6. The processing method according to any one of claims 1 to 5, characterized in that said step S700 is followed by further comprising:

s900: updating the frame overlap signal using the pre-output signal;

wherein the initial value of the frame overlapping signal is 0.

7. The processing method according to claim 6, wherein the step S700 is preceded by:

the step S800 specifically includes:

8. The processing method according to claim 7, wherein the step S580 comprises:

s584: the correlation is the sum of all Δ [ m ];

wherein u is less than w.

9. The processing method according to any of claims 1 to 8, characterized in that the speech signal is a speech signal obtained by Bluetooth.

10. A system for processing a voice signal containing lost packet data, comprising:

11. The processing system of claim 10,

the input buffer unit and the correction unit share one buffer space.
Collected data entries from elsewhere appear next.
PR #15233, opened 2020-08-27
Add SSL_CTX_set_session_id_context

ardek66:
Some clients might attempt to resume a session which require initialisation of the id context using `SSL_CTX_set_session_id_context` by the server. From what I noticed, openssl.nim lacks this function, resulting in possible runtime errors since the id context cannot be initialised.

https://www.openssl.org/docs/man1.0.2/man3/SSL_CTX_set_session_id_context.html

> If the session id context is not set on an SSL/TLS server and client certificates are used, stored sessions will not be reused but a fatal error will be flagged and the handshake will fail.

https://www.openssl.org/docs/manmaster/man3/SSL_CTX_set_session_cache_mode.html

> Since a client may try to reuse a session intended for use in a different context, the session id context must be set by the server (see SSL_CTX_set_session_id_context(3)).

https://github.com/openssl/openssl/issues/10168#issuecomment-542654427

### DIFF
--- a/lib/pure/net.nim
+++ b/lib/pure/net.nim
@@ -825,6 +825,9 @@ when defineSsl:
     else:
       result = getPeerCertificates(socket.sslHandle)
 
+  proc `sessionIdContext=`*(ctx: SslContext, sidCtx: string) =
+      SSL_CTX_set_session_id_context(ctx.context, sidCtx, sidCtx.len)
+  
 proc getSocketError*(socket: Socket): OSErrorCode =
   ## Checks ``osLastError`` for a valid error. If it has been reset it uses
   ## the last error stored in the socket object.
--- a/lib/pure/net.nim
+++ b/lib/pure/net.nim
@@ -828,6 +828,9 @@ when defineSsl:
   proc `sessionIdContext=`*(ctx: SslContext, sidCtx: string) =
       ## Set the session id context, used for resuming handshakes
       ## Must be unique to application.
+      ## sidCtx must be at most 32 characters in length.
+      if sidCtx.len > 32:
+        raiseSSLError("sessionIdContext must be shorter than 32 characters")
       SSL_CTX_set_session_id_context(ctx.context, sidCtx, sidCtx.len)
   
 proc getSocketError*(socket: Socket): OSErrorCode =
--- a/lib/pure/net.nim
+++ b/lib/pure/net.nim
@@ -826,6 +826,8 @@ when defineSsl:
       result = getPeerCertificates(socket.sslHandle)
 
   proc `sessionIdContext=`*(ctx: SslContext, sidCtx: string) =
+      ## Set the session id context, used for resuming handshakes
+      ## Must be unique to application.
       SSL_CTX_set_session_id_context(ctx.context, sidCtx, sidCtx.len)
   
 proc getSocketError*(socket: Socket): OSErrorCode =
--- a/lib/pure/net.nim
+++ b/lib/pure/net.nim
@@ -826,12 +826,20 @@ when defineSsl:
       result = getPeerCertificates(socket.sslHandle)
 
   proc `sessionIdContext=`*(ctx: SslContext, sidCtx: string) =
-      ## Set the session id context, used for resuming handshakes
-      ## Must be unique to application.
-      ## sidCtx must be at most 32 characters in length.
-      if sidCtx.len > 32:
-        raiseSSLError("sessionIdContext must be shorter than 32 characters")
-      SSL_CTX_set_session_id_context(ctx.context, sidCtx, sidCtx.len)
+    ## Sets the session id context in which a session can be reused.
+    ## Used for permitting clients to reuse a session id instead of
+    ## doing a new handshake.
+    ##
+    ## TLS clients might attempt to resume a session using the session id context,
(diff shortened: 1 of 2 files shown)


ghost:
Ping @alaviss  :)

ardek66:
I made a simple example with where using the sessionId setter would be useful.
Consider we have this basic server:

```nim
import net

let ctx = newContext(certFile="mycert.pem", keyFile="mykey.pem")
var socket = newSocket()
socket.setSockOpt(OptReuseAddr, true)
socket.setSockOpt(OptReusePort, true)
socket.bindAddr(Port(1234))
socket.listen()
ctx.wrapSocket(socket)

var address = ""
while true:
  var client = newSocket(AF_INET, SOCK_STREAM, IPPROTO_TCP, true)
  socket.acceptAddr(client, address)
  let line = client.recvLine()
  if line.len > 0:
    echo address, ": ", line
    client.close()
```
We can connect to this just fine using `openssl s_client -connect localhost:1234`.
If we try to reconnect using `openssl s_client -connect localhost:1234 -reconnect`, the server will crash with the error `:SSL routines:ACCEPT_SR_CLNT_HELLO_C:session id context uninitialized`

Now, we can use the sessionIdContext setter for SslContext
```nim
import net

let ctx = newContext(certFile="mycert.pem", keyFile="mykey.pem")
ctx.sessionIdContext = "hello world"
var socket = newSocket()
socket.setSockOpt(OptReuseAddr, true)
socket.setSockOpt(OptReusePort, true)
socket.bindAddr(Port(1234))
socket.listen()
ctx.wrapSocket(socket)

var address = ""
while true:
  var client = newSocket(AF_INET, SOCK_STREAM, IPPROTO_TCP, true)
  socket.acceptAddr(client, address)
  let line = client.recvLine()
  if line.len > 0:
    echo address, ": ", line
    client.close()
```

Now, using `openssl s_client -connect localhost:1234 -reconnect` works, and the server doesn't crash.

I have personally witnessed this problem while using my nim tls server, some clients would try to resume a session, similar to the example above, but the server would crash. I made a temporary fix in the code by importing the function with `importc` pragma, but I feel like this problem might be common enough that a simple setter shoud be included.

lib/pure/net.nim
```diff
@@ -825,6 +825,14 @@ when defineSsl:
     else:
       result = getPeerCertificates(socket.sslHandle)
 
+  proc `sessionIdContext=`*(ctx: SslContext, sidCtx: string) =
+      ## Set the session id context, used for resuming handshakes
+      ## Must be unique to application.
+      ## sidCtx must be at most 32 characters in length.
```
alaviss: I think it'd be better if the docs is elaborate more about why this is needed and what is this used for.

alaviss (commented):
/cc @dom96 @FedericoCeratto since this touches `net` API.

lib/pure/net.nim
ardek66:
``` nim
      ## Sets the session context in which a session can be reused.
      ## TLS clients might attempt to resume a session using the session context, 
      ## thus it must be set if verifyMode is set to CVerifyPeer or CVerifyPeerUseEnvVars,
      ## otherwise the connection will fail and SslError will be raised if an attempt to resume is made.
      ## Should be unique per-application to prevent clients from malfunctioning.
      ## sidCtx must be at most 32 characters in length.
```
 How is this?

ardek66:
Sorry for that accidental commit, I have reverted the base to the latest related commit so I dont pollute the git history.

lib/pure/net.nim
dom96: Seems ok, but have a look at what that looks like rendered: `nim doc -d:ssl net.nim`. You need more empty lines in between, otherwise it'll be a huge paragraph and hard to read. I would also suggest using bullet points more here.

dom96: Might also be a good idea to explain what this would be used for.

dom96 (approved):
Seems like a simple enough change to not be controversial.

lib/pure/net.nim
ardek66: Ok I updated it, verified the rendered content and it looks fine to me.
```
    ## Sets the session id context in which a session can be reused.
    ## Used for permitting clients to reuse a session id instead of
    ## doing a new handshake.
    ##
    ## TLS clients might attempt to resume a session using the session id context,
    ## thus it must be set if verifyMode is set to CVerifyPeer or CVerifyPeerUseEnvVars,
    ## otherwise the connection will fail and SslError will be raised if resumption occurs.
    ##
    ## - Only useful if set server-side.
    ## - Should be unique per-application to prevent clients from malfunctioning.
    ## - sidCtx must be at most 32 characters in length.
```

dom96: It seems you haven't committed these changes?

ardek66: Yes I haven't I just wanted to check if the docs are ok before commiting :)
I have commited it now

dom96:
CI failure looks unrelated, merged.

FedericoCeratto:
`  raiseSSLError("sessionIdContext must be shorter than 32 characters")`
Is this correct? It should be "shorter or equal"

Besides, is it worth checking SSL_MAX_SSL_SESSION_ID_LENGTH instead?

12. An audio processing chip, wherein the audio processing chip is capable of executing the method for processing a voice signal containing packet loss data according to any one of claims 1 to 9.

13. An electronic device, comprising the audio processing chip of claim 12, wherein the voice signal processed by the audio processing chip is a voice signal obtained by bluetooth; the electronic equipment is a mobile phone, a Bluetooth microphone, a Bluetooth sound box or a Bluetooth earphone.

14. A computer-readable storage medium, on which a computer program is stored, wherein the computer program, when executed, implements the method for processing a voice signal containing packet loss data according to any one of claims 1 to 9.